And that's basically how human nature works too.

Killing puppies.

No one ever said life was fair.

Certainly not puppies.

Look at them, they're cute, aren't they?

But would you eat them? Only if you could get them well done.

It's great fun to speak to dogs. Especially, as you're rubbing them behind the ears, recommending them a good Korean restaurant.

...

Today I saw a dog kill a rat.
(we might get to some comedy soon, hopefully. It depends on how funny you find rodents being killed. If so, take a comfy chair, and get ready to get your funny bones rumbled, you sick bastards).

My gran lives on a farm. Her dog had seen a rat in one of the sheds some 6 weeks ago. Since then the small fox terrier had been obsessed with the hunt. Every day, at the opening of the door, it would jog towards the shed, waiting for the moment it would open. It would then stare for several hours to the corner of the shed where it had seen the rat. It would only give up its post for meals and nights -but today was different.

Today, my uncle was working on the ceilings of the shed; then down fell a big furry thing with tail. The small dog ran up to it, chased it outside and (with lightning speed) bit it behind the head, shook it and walked indoors, to my gran, to show her the booty of the hunt.

I wasn't there at the time. I was picking apples then (yeah. Imagine it. Me picking apples. You like that rustic stuff, doncha? Hrrr, etc). I saw a dog behind a fence, looking forlorn. I freed it, not knowing what she (it's a girl) had done to the rat just moments ago. She did look dirty, tough.
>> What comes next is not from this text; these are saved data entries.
PR #178, opened 2023-11-17
[16.0][FIX] sale_loyalty_partner_applicability: correct domain evaluation

pilarvargas-tecnativa:
This condition is erroneous since in case partner_domain is [ ] it will be evaluated as False and therefore will not fulfil the condition.

cc @Tecnativa TT44347


chienandalu (approved):

pedrobaeza (approved):
/ocabot merge patch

20 minutes later I was in the shed too, as my uncle was clearing out the rotten polystyrene foam plates that he had placed on the beams and proper ceiling 25 to 30 years ago. As was the small dog. Out fell baby rats, onto the floor, one by one. My uncle tried to coax the dog to kill the squeaking, running baby rats. The dog lacked the zeal she displayed earlier that day in killing the mother. She merely picked up the two small grey-pinks squeaky things and lay them on their backs, apparently helpless. As they lay there flailing, squeaking at their mother (who at the time was quite busy disintegrating in a bin), I thought of London. How there's supposed to be a rat within six feet of you, where-ever you are (though we can discount the bits of sky, since rats have still not developed flying skills. Lazy rodents) and how much better a chance they would have than they have now, as the hard bit of a shovel was quickly approaching their skulls.
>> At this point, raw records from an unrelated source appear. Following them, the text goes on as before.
PR #184, opened 2023-11-23
[16.0][MIG] coupon_criteria_multi_product>loyalty_criteria_multi_product: Migration to version 16.0

pilarvargas-tecnativa:
Supersedes: https://github.com/OCA/sale-promotion/pull/160

cc @Tecnativa TT44317

@chienandalu please review


loyalty_criteria_multi_product/migrations/pre-migration.py
```diff
@@ -0,0 +1,95 @@
...
+        """,
+    )
+    # coupon_criteria_ids to loyalty_criteria_ids
+    openupgrade.logged_query(
+        env.cr,
+        """
+        ALTER TABLE loyalty_criteria
+        ADD COLUMN IF NOT EXISTS rule_id INT
+        """,
+    )
```
chienandalu, line 35: Shouldn't this be done before?

loyalty_criteria_multi_product/migrations/pre-migration.py
```diff
@@ -0,0 +1,95 @@
...
+    openupgrade.logged_query(
+        env.cr,
+        """
+        UPDATE loyalty_rule AS lr
+        SET loyalty_criteria = 'multi_product'
+        FROM loyalty_program AS lp
+        WHERE lr.program_id = lp.id
+        AND lp.coupon_criteria = 'multi_product'
+        """,
+    )
```
chienandalu, line 27: Shouldn't this be done after you insert the rules?

pilarvargas-tecnativa: You are right, thanks

loyalty_criteria_multi_product/migrations/pre-migration.py
```diff
@@ -0,0 +1,95 @@
...
```
chienandalu: How can this be if `loyalty_rule` is a new relation?

pilarvargas-tecnativa: The data corresponding to the rules are migrated to this table. 
https://github.com/OCA/OpenUpgrade/blob/5912a50fa93234fe37643c1091919f780d718dd1/openupgrade_scripts/scripts/loyalty/16.0.1.0/pre-migration.py#L39

chienandalu: Then why is it necessary to create them in the previous query?

pilarvargas-tecnativa: I have checked my notes again. In v15 "coupon_criteria" was defined at program level (coupon.program), now it has to be moved to rule level (loyalty.rule).  
v15: 
https://github.com/OCA/sale-promotion/blob/15.0/coupon_criteria_multi_product/models/coupon_program.py#L9

v16: https://github.com/OCA/sale-promotion/blob/60b86377e3b6c4de62086a2f266c0769c8111bd7/loyalty_criteria_multi_product/models/loyalty_rule.py#L9

That program could have or not defined rules that were stored in the "coupon_rule" table. 
v15: https://github.com/odoo/odoo/blob/15.0/addons/coupon/models/coupon_rules.py#L12-L19

If a program already has defined a rule, then there is already a record for that program and you have to adapt the data of the rule to consider "loyalty_criteria" but in case that program did not have other rules defined then you have to insert a new record to define the rule. So when re-analysing, the order of the queries is not relevant.

However, I have corrected the nomenclature of the field in loyalty_rule. Also the field loyalty_program.coupon_criteria does not have to be named when a new field is created in loyalty_rule.loyalty_criteria.

chienandalu: What I mean is that for every program there will be a rule as it's inherent to the way `coupon.rule` is binded to the `coupon.program` model. So when a program is created the rule is created and therefor it makes no sense to create a new one.

pilarvargas-tecnativa: Right, by default a record with the value "rule_min_quantity" is set even if there are no other rules set. I was thinking about the possibility of a program configured only with the multi-product criteria and that this would not affect the rules, but I have already verified that it does. Just update the record, no need to insert new records. Thank you.

chienandalu (approved):

pedrobaeza (approved):
/ocabot merge nobump

loyalty_criteria_multi_product/readme/CONFIGURE.rst
```diff
@@ -0,0 +1,32 @@
...
+#. Add as many criterias as needed for the desired promotion behavior.
+
+In the list of criterias we can configure:
+
+- Qty: The minimum quantity of products in the sale order to fulfill the condition.
+- Products: The products that should be present to fulfill the condition.
+
+Some examples:
+
+ ===== ================ ========
```
pedrobaeza: Don't put the initial space in all these lines

loyalty_criteria_multi_product/readme/CONTEXT.rst
```diff
@@ -0,0 +1,11 @@
+The functionality of the "Repeat" option that was included in this module is now included
+in the rules of an odoo promotion. In this functionality a criterion was established in
+which any of the products defined in the list of the criterion itself had to be in the
+sales order lines in the minimum quantity established for the promotion to be applied.
+This functionality can now be applied in the following way:
+- Defining or editing a promotion.
```
pedrobaeza, line 7: Put an empty line above this line.

loyalty_criteria_multi_product/readme/CONTEXT.rst
```diff
@@ -0,0 +1,11 @@
...
+- Modifying the rules to indicate a minimum quantity and selecting the products,
+  either by domain, specific products, product category or tag.
+This way the promotion will be applicable when any of those products are in the order l
```
pedrobaeza, line 11: Put an empty line above this line.

pedrobaeza (changes requested):

loyalty_criteria_multi_product/readme/CONTEXT.rst
pilarvargas-tecnativa: done, thanks!

pedrobaeza (approved):
Let's see if it's enough:

/ocabot merge nobump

My uncle said the big rat looked really fat and was possibly pregnant when killed. I said this might mean extra points bonus points for the dog. Who is now sleeping in a basket, utterly satisfied.

Sorry for the deathy bits in this one. But hey, David Attenborough (and if anyone's ever going to make an overblown comparison, let it be me, making this one, now) is known to have said: Nature is Wise.

He is wrong, but alas...

+ I didn't actually see a dog kill a rat today. My uncle is a person. And the shovel is not even animate. You're an idiot.